The New York Times’ venerable health columnist Jane Brody recently wrote about the advisability of the annual physical checkup. It’s a topic we’ve covered, too, reaching mostly the same conclusion: In most cases, an annual doctor examination is a poor use of time, money and medical resources.
As Brody points out, trying to figure out if a routine checkup is a good idea is more important than ever, because next year, the Affordable Care Act (“Obamacare”) will enable about 30 million more people to be insured. Many of them will be eligible for an annual exam that insurance plans must cover. That’s a lot of potential demand on a resource stretched pretty thin.
So who should get a checkup? And how often?
According to one of Brody’s sources, about 44.4 million adults get preventive exams every year. If every U.S. adult got one, 145 million more visits would occur every year, and gobble up almost half of all the time primary care doctors spend with patients. And you think the health-care system is slow, inefficient and frustrating now?
No one within or outside of the medical community disputes the wisdom of regular checkups for babies, children and pregnant women. No one disputes the wisdom of exams that include specific screenings for certain populations, such as Pap smears for women. But, as Brody says, “Among physicians, researchers and insurers, there is an ongoing debate as to whether regular checkups really reduce the chances of becoming seriously ill or dying of an illness that would have been treatable had it been detected sooner.”
Those who vote “no” point to a growing number of studies that fail to find a benefit that outweighs the risk that they’ll do more harm by finding something abnormal that, if it had never been discovered, would never have done harm. Something can be technically “abnormal” without being threatening or even, sometimes, interesting.
But the default behavior by too many practitioners is to conduct extra tests. This causes the patient distress, expense and, sometimes, medical complication.
One of Brody’s examples was provided by a physician who told the tale of Brian Mulroney, former prime minister of Canada. He had a physical in 2005 that included a CT scan. It showed two small lumps in his lungs. He underwent surgery to find out what they were, after which he developed an inflamed pancreas that forced him into the intensive care unit. He was in the hospital six weeks, and readmitted a month later to remove a cyst caused by the inflammation of his pancreas.
Oh, and the lung lumps were benign.
Of course, the question arises: What if the lumps had been cancerous? Wouldn’t the initial scan and all the unpleasant consequences of it have been worth it in order to be able to treat the cancer?
“The question of benefits versus risks from routine exams,” Brody writes, “can be answered only by well-designed scientific research.”
One recent study cited in her story was conducted at the Nordic Cochrane Center in Copenhagen, Denmark.
Researchers analyzed 14 clinical trials of routine checkups that followed participants for as long as 22 years. The team found that healthy people who got routine checkups got no benefit in terms of the risk of death or serious illness compared with compared with people who did not.
And as we’ve said in this blog repeatedly, the researchers concluded that many routine exams involve specific screening tests whose value hasn’t been studied adequately. The possible harms of such routine tests, they said, are “overdiagnosis, overtreatment, distress or injury from invasive follow-up tests, distress due to false positive test results [a test that shows the existence of a potential problem when there isn’t one], false reassurance due to false negative test results [tests that don’t show a problem when there is one], adverse psychosocial effects due to labeling and difficulties with getting insurance.”
Among a general population-that is, the subjects weren’t chosen because they did or didn’t have certain risk factors of medical problems-the Danish team simply didn’t find that having a checkup reduced the possibility of dying any more than not having one. Nor did they find any reduction in cardiovascular problems and cancer-the causes of death most likely to be influenced by health checkups.
But a regular doctor appointment can be useful, Brody says, noting that many doctors welcome an annual visit even when their patients don’t have a medical issue because it’s good for the relationship-it helps alert them to changes in patients’ lives that can affect health.
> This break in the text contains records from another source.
PR #1009, opened 2022-09-13
feat(Spanner): add samples for jsonb

NivedhaSenthil:
## Description

Fixes #<ISSUE-NUMBER>

## Checklist
- [ ] **Tests** pass
- [ ] Please **merge** this PR for me once it is approved.


spanner/spanner_postgresql_jsonb_query_parameter.rb
```diff
@@ -0,0 +1,41 @@
...
+  # instance_id = "Your Spanner instance ID"
+  # database_id = "Your Spanner database ID"
+
+  sql_query = <<~QUERY
+    SELECT venueid, venuedetails 
+    FROM Venues
+    WHERE CAST(venuedetails ->> 'rating' AS INTEGER) > $1
+  QUERY
+
+  results = client.execute sql_query, params: { p1: 5 }
```
bajajneha27, line 29: What does the `param` mean here? 
I think it'll be good if we add some comments here.

spanner/spec/spanner_postgresql_jsonb_add_column.rb
```diff
@@ -0,0 +1,40 @@
...
+require_relative "../spanner_postgresql_jsonb_add_column"
+
+describe "Google Cloud Spanner Postgres examples" do
+  before :each do
+    cleanup_database_resources
+  end
+
+  after :each do
+    cleanup_database_resources
+    cleanup_instance_resources
```
bajajneha27, line 26: Just curious, where do we create instance resources?

bajajneha27 (commented):
Overall LGTM. Have some minor comments/questions

spanner/spanner_postgresql_jsonb_query_parameter.rb
NivedhaSenthil: Param here is the key value pair for parameterised query's parameter.
Sure will add a comment here 👍

spanner/spec/spanner_postgresql_jsonb_add_column.rb
NivedhaSenthil: Instance is not created in the spec.. it is passed on via env variable `GOOGLE_CLOUD_SPANNER_TEST_INSTANCE `

NivedhaSenthil: Just realised we don't have to cleanup instance resource here as we don't create any for this particular test. 
Thanks for pointing out dint realise it earlier 👍

bajajneha27 (approved):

And doctors can use that time to encourage patients to get needed immunizations and other health care, such as eye and dental exams that have proven benefits with almost no risk.
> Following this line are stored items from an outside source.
PR #1010, opened 2022-09-15
feat(Spanner): add samples for fine grained access control

NivedhaSenthil:
## Description

Fixes #<ISSUE-NUMBER>

## Checklist
- [ ] **Tests** pass
- [ ] Please **merge** this PR for me once it is approved.


spanner/spanner_read_data_with_database_role.rb
```diff
@@ -0,0 +1,37 @@
...
+  # database_id = "Your Spanner database ID"
+
+  role = "new_parent"
+  spanner = Google::Cloud::Spanner.new project: project_id
+  client = spanner.client instance_id, database_id, database_role: role
+
+  result = client.execute_sql "SELECT * FROM Singers"
+
+  result.rows.each do |row|
+    puts "SingerId: #{row[:SingerId]}, FirstName: #{row[:FirstName]}, LastName: #{row[:LastName]}"
```
SandeepTuniki, line 30: Maybe split this into 3 different lines for better readability?

```rb
puts "SingerId: #{row[:SingerId]}"
puts "FirstName: #{row[:FirstName]}"
puts "LastName: #{row[:LastName]}"
```

spanner/spec/spanner_enable_fine_grained_access_spec.rb
```diff
@@ -0,0 +1,42 @@
...
+  end
+
+  after :each do
+    cleanup_database_resources
+    cleanup_instance_resources
+  end
+
+  example "Enable fine grained access" do
+    create_singers_albums_database
+    iam_member = "serviceAccount:spanner-samples-test@helical-zone-771.iam.gserviceaccount.com"
```
SandeepTuniki, line 30: Is it ok to include this service account in the source code? Apart from divulging this info publicly, I think this will make the test brittle if the service account were to be ever changed.

spanner/spec/spanner_enable_fine_grained_access_spec.rb
```diff
@@ -0,0 +1,42 @@
...
+    capture do
+      spanner_enable_fine_grained_access project_id: @project_id,
+                                         instance_id: @instance_id,
+                                         database_id: @database_id,
+                                         iam_member: iam_member, 
+                                         database_role: "new_parent",
```
SandeepTuniki, line 36: I see some instances where the `database_role` is hardcoded in the sample, whereas this test is passing it as a parameter. Can we follow a uniform convention for this? I'm leaning towards parameterisation approach.

spanner/spec/spec_helper.rb
```diff
@@ -16,6 +16,7 @@
 require "google/cloud/spanner"
 require "google/cloud/spanner/admin/instance"
 require "google/cloud/spanner/admin/database"
+require_relative "../spanner_samples"
```
SandeepTuniki, line 19: [Nit] This is a bit worrying, since it creates a dependency in the wrong direction :) But I see the helpers are using the samples, so it is necessary. We might, however, end up with circular dependency issues in the future.

spanner/spec/spec_helper.rb
```diff
@@ -127,4 +128,110 @@ def create_test_database database_id, statements: []
     job.wait_until_done!
     database = job.results
   end
+
+    # Creates a temporary database with random ID (will be dropped after test)
+  # (re-uses create_database to create database with Albums/Singers schema)
```
SandeepTuniki, line 133: There's a leading space in the first line. The 1st comment-line doesn't quite align with the 2nd comment-line.

SandeepTuniki (changes requested):

spanner/spec/spanner_enable_fine_grained_access_spec.rb
NivedhaSenthil: I had left it that to be consistent with other languages, so that the samples would look same in the doc.

spanner/spec/spanner_enable_fine_grained_access_spec.rb
NivedhaSenthil: Had the same thought but left it as I saw few places where we already have it that way, I will try creating one in the test 👍

spanner/spec/spec_helper.rb
NivedhaSenthil: ya that was a bit cumbersome, but should be fine as we just require the helper in tests.

SandeepTuniki (approved):
A Rubocop error to be fixed. But otherwise LGTM.

spanner/spec/spanner_enable_fine_grained_access_spec.rb
NivedhaSenthil: Have updated the test to create and cleanup service account now. Please review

So what’s a person to do if she wants to monitor her health without overdoing it?
Brody has three pieces of advice:
1. Whenever you visit the doctor for any reason, have your blood pressure checked and get blood tests if the ones in your medical record are older than a year.
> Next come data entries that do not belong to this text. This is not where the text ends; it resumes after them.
PR #1023, opened 2022-10-19
sample(spanner): Add samples for dml returning

diptanshumittal:


NivedhaSenthil:
Please create separate files for each sample.

spanner/spec/spanner_dml_returning_spec.rb
```diff
@@ -0,0 +1,69 @@
...
+    cleanup_database_resources
+    create_singers_albums_database
+    insert_data project_id: @project_id,
+                instance_id: @instance_id,
+                database_id: @database_id
+  end
+
+  after :each do
+    cleanup_database_resources
+    cleanup_instance_resources
```
NivedhaSenthil, line 31: Don't think we need to cleanup instances as we dont create any for these tests.

spanner/spec/spanner_postgresql_dml_returning_spec.rb
```diff
@@ -0,0 +1,69 @@
...
+describe "Google Cloud Spanner Postgres DML examples" do
+  before :each do
+    cleanup_database_resources
+    create_spangres_singers_albums_database
+    create_spangres_singers_table
+    add_data_to_spangres_singers_table
+  end
+
+  after :each do
+    cleanup_database_resources
```
NivedhaSenthil, line 30: Same as above we could probably remove `cleanup_instance_resources`

NivedhaSenthil (approved):

PR #1171, opened 2023-09-16
fix: refactor error reporting code sample

minherz:
align code sample for error reporting with code in other languages (b/275730159):
- use the "fixed" error message


dazuma (approved):
Reviewed the internal issue; approving the update to bring the message in alignment with corresponding samples for other languages.

PR #1254, opened 2024-01-10
chore(main): fix for tests failing because of bundler change

shivgautam:


shivgautam:
This change installed the correct version of the bundler (2.2.2) for Ruby 2.7 but we are still seeing the same errors as earlier.

PR #1510, opened 2024-11-20
Update Gemfile with region tags

apoorvasridaran:
## Description

We need this sample to display without the comments in docs.


iennae (approved):

iennae:
As this is just a region tag addition, bypassing branch protections for the test.

PR #1543, opened 2025-02-16
fix: remove manual installation of gcloud cli 

glasnt:
## Description

Changes in https://github.com/googleapis/testing-infra-docker/pull/446 causing all tests to fail on gcloud signup

First commit: replicates issue

Second commit onwards: attempting to resolve issue

Presumes that this is the correct way to mitigate the upstream changes. Build failures match nightly build issues and are unrelated to this change.


dazuma (approved):
Thanks @glasnt. Sorry, didn't realize ruby-docs-samples was installing its own copy.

2. Remain current on immunizations-flu shots, tetanus, shingles, etc. (If you don’t know which vaccinations you should have, ask. Some are recommended for certain age groups or if you have certain risk factors.) Get the screening tests specifically recommended for your profile-age, gender, risk factors, family and personal medical history.
3. Some symptoms require attention. If you develop unexplained pain, shortness of breath, digestive problems, a lump, a skin lesion that doesn’t heal, or unusual fatigue or depression, call your doctor. If the problem is diagnosed and treated, ask when you should feel relief. If that time has come, and you’re not feeling better, seek further help.